» WHAT YOU SHOULD DO
Search the records for "uses". Report every line where it occurs.

» DATA EXCERPTS
-- Opening Marker --

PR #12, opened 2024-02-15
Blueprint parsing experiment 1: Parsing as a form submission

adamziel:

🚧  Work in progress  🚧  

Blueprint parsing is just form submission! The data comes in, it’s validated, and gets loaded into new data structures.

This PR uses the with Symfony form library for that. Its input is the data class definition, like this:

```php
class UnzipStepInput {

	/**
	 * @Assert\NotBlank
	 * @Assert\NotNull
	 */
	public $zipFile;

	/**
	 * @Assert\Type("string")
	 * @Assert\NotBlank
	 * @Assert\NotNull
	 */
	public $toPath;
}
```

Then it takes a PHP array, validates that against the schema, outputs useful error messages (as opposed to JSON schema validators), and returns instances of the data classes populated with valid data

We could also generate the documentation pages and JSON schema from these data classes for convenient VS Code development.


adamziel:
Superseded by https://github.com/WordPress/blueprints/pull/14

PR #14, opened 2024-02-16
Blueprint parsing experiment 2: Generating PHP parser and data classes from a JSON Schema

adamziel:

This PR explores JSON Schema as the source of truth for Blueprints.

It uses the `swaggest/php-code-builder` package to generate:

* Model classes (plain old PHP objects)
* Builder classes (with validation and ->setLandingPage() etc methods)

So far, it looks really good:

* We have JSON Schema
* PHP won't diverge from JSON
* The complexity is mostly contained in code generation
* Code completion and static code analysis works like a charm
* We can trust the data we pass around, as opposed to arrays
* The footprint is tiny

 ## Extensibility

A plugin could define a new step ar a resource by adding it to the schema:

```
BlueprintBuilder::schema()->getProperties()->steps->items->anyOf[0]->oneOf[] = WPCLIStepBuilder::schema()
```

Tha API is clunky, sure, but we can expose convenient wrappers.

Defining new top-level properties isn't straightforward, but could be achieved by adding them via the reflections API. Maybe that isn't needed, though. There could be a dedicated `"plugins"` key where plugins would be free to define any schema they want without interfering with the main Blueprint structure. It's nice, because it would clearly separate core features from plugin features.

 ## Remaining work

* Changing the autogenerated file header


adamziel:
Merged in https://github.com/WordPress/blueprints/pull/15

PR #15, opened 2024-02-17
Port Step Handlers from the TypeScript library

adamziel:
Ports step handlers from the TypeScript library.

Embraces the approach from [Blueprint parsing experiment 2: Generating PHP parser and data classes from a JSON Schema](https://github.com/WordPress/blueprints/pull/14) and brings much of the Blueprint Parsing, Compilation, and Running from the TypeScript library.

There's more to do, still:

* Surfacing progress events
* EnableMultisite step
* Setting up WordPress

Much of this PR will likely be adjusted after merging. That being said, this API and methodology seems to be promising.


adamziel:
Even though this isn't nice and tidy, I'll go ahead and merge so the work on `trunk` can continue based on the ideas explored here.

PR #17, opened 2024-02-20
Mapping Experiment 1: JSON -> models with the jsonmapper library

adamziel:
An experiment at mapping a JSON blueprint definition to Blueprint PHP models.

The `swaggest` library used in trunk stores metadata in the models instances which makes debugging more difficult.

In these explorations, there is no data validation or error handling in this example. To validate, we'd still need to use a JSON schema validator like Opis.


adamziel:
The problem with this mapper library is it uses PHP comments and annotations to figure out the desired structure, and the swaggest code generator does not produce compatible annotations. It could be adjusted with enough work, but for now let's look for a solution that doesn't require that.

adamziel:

-- Closing Marker --

» WRITTEN RESPONSE
This PR uses the with Symfony form library for that. Its input is the data class definition, like this:
It uses the `swaggest/php-code-builder` package to generate:
The problem with this mapper library is it uses PHP comments and annotations to figure out the desired structure, and the swaggest code generator does not produce compatible annotations. It could be adjusted with enough work, but for now let's look for a solution that doesn't require that.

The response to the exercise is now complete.